As for why your client seems to be getting updates normally while still getting disconnected, there are a few possibilities. One thing to consider is that not all ops are equal, so perhaps the client heartbeat is failing before transform updates fail when the server load is too high.

Edit: As for other metrics to look at, It’s also probably worth looking at CPU usage (for your GameLogic worker) and runtime to worker latency (SpatialOS Metrics). If CPU usage is averaging over 80% you could start to see logic problems happening on the server. If the latency has spiked it means your workers are getting far out of date from the ops the runtime is trying to send, and this is also a bad sign. I like to use the 99th quantile latency metric since it will catch if just one kind of op is consistently being slowed down.

So, i tried to use multiple workers to balance the load between them, with 3x3 grid. It seems to work ok in the inspector.
But there is error spamming in logs, and player can see entities only from one worker, closest to spawn place. Also, when client comes to another worker’s authority zone, player’s entity can not move anymore. Client can still move around in 3d scene and see other entities updates, but player’s entity in inspector is frozen in place.

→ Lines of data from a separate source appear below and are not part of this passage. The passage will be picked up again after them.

PR #416, opened 2018-09-04
Passes the function parameter 'areaToFitWithin' of the method constra…

Xav83:
…inedWithin by const reference.

Hi JUCE developpers,

I've create this pull request to help improving JUCE performance by avoiding a copy of `juce::Rectangle` in the method `constrainedWithin` in `juce_Rectangle.h` file.
The parameter was passed by value, so a copy of the parameter was made, but only `const` method are called on this object in this method. So passing the object by `const` reference will avoid this copy while assuring that the object is not modified.

If you have any recommendation, or suggestion to improve this PR, don't hesitate to ask.

Thanks for your work good work on JUCE.
Hope to ear about you soon,

Xavier Jouvenot

### DIFF
--- a/modules/juce_graphics/geometry/juce_Rectangle.h
+++ b/modules/juce_graphics/geometry/juce_Rectangle.h
@@ -767,7 +767,7 @@ public:
         is larger than the target rectangle in either dimension, then that dimension
         will be reduced to fit within the target.
     */
-    Rectangle constrainedWithin (Rectangle areaToFitWithin) const noexcept
+    Rectangle constrainedWithin (const Rectangle& areaToFitWithin) const noexcept
     {
         auto newW = jmin (w, areaToFitWithin.getWidth());
         auto newH = jmin (h, areaToFitWithin.getHeight());


tpoole:
It is a little counterintuitive, but passing small objects with primitive data members by value is more efficient than passing by const reference. By making a copy of an object the compiler can optimise more aggressively (including not actually doing the copy) as the function is much more constrained in what it can do. A const reference is essentially a pointer, which it is possible index off to modify program state in other locations.

Xav83:
Good to know 😃
Thanks for the information @tpoole 

Just for not making this mistake again, what is the limit of the object's size for them to be consider small enough by the compiler to optimise that way, if there is any rule about that ?

Instead of passing it by `const` reference, does passing the parameter as `const` allows the compiler to optimize it more easily, knowing that it won't be modified by the function ?
`Rectangle constrainedWithin (const Rectangle areaToFitWithin) const noexcept`

tpoole:
No hard rules about the size of the objects I'm afraid; it's somewhat context dependent so you need to profile to get firm answers.

`const` doesn't help the compiler either as a programmer is free to `const_cast` the qualifier away and modify the object anyway - `const` is more a tool to suggest to the programmer the semantics of how something is expecting to be used. In this particular case there's no logical reason why the function argument needs to remain unchanged when we return from the function, so there's no advantage to making it `const`.

Xav83:
Thanks for all your explanation @tpoole 😃

PR #418, opened 2018-09-16
Fixed the build on gcc 4.9 not implementing std::is_trivially_copyable

jpcima:
Gcc 4.9 does not have a complete c++11 implementation which includes `std::is_trivially_copyable`.
If I detect a gcc compiler version < 5, I disable the copy optimization which prevents the build on this older compiler.


tpoole:
Thanks for this!

I've just made some similar changes, and a few more, here d06a2b8c13ff123503282d34d59f9146e1093125.

PR #419, opened 2018-09-18
Add AVX512 feature detection

hjmallon:
I realised I would need to detect AVX512 so I have added some detection of it. I haven't done every AVX512 feature flag, but I have done most.


tpoole:
Added in bedff619838dd65c617d043c91cdf5bad4fe605d.

PR #426, opened 2018-10-09
fix typo in modules/juce_audio_devices/audio_io/juce_AudioDeviceManager.h

bill-auger:
the doc strings are identical for both AudioDeviceManager->getInputLevelGetter() and AudioDeviceManager->getOutputLevelGetter()


McMartin:
@bill-auger line 438 has the same typo: it should read `The current output level can be read`.

tpoole:
Thanks, will get that fixed.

This error spamming in logs (worker8 is the closest one to player spawn) :

[Worker: UnityGameLogic8] InvalidOperationException: Not a valid subscription
Improbable.Gdk.Subscriptions.RequiredSubscriptionsInjector+Handler.OnUnavailable () (at <646a4b04ee9847119123ca06a7010b70>:0)
Improbable.Gdk.Subscriptions.SubscriptionAggregate.HandleSubscriptionUnavailable () (at <646a4b04ee9847119123ca06a7010b70>:0)
Improbable.Gdk.Subscriptions.SubscriptionAggregate+Handler.OnUnavailable () (at <646a4b04ee9847119123ca06a7010b70>:0)
Improbable.Gdk.Subscriptions.Subscription1[T].SetUnavailable () (at <646a4b04ee9847119123ca06a7010b70>:0) Improbable.Gdk.Subscriptions.EntitySubscriptionManager.<.ctor>b__2_1 (Improbable.Gdk.Core.EntityId entityId) (at <646a4b04ee9847119123ca06a7010b70>:0) Improbable.Gdk.Subscriptions.Callbacks1+WrappedCallback[T].Invoke (T arg) (at <646a4b04ee9847119123ca06a7010b70>:0)
Improbable.Gdk.Subscriptions.Callbacks1[T].InvokeAllReverse (T op) (at <646a4b04ee9847119123ca06a7010b70>:0) UnityEngine.Debug:LogException(Exception) Improbable.Gdk.Subscriptions.Callbacks1:InvokeAllReverse(EntityId)
Improbable.Gdk.Subscriptions.EntityRemovedCallbackManager:InvokeCallbacks()
Improbable.Gdk.Subscriptions.ComponentConstraintsCallbackSystem:Invoke()
Improbable.Gdk.Subscriptions.RequireLifecycleSystem:OnUpdate()
Unity.Entities.ComponentSystem:InternalUpdate()
Unity.Entities.ScriptBehaviourManager:Update()
Unity.Entities.DummyDelagateWrapper:TriggerUpdate()
-[WorkerLogger:UnityGameLogic8]

So, is FPSSample intended work in multi-worker setup? Is there some steps to make it multi-worker compatible?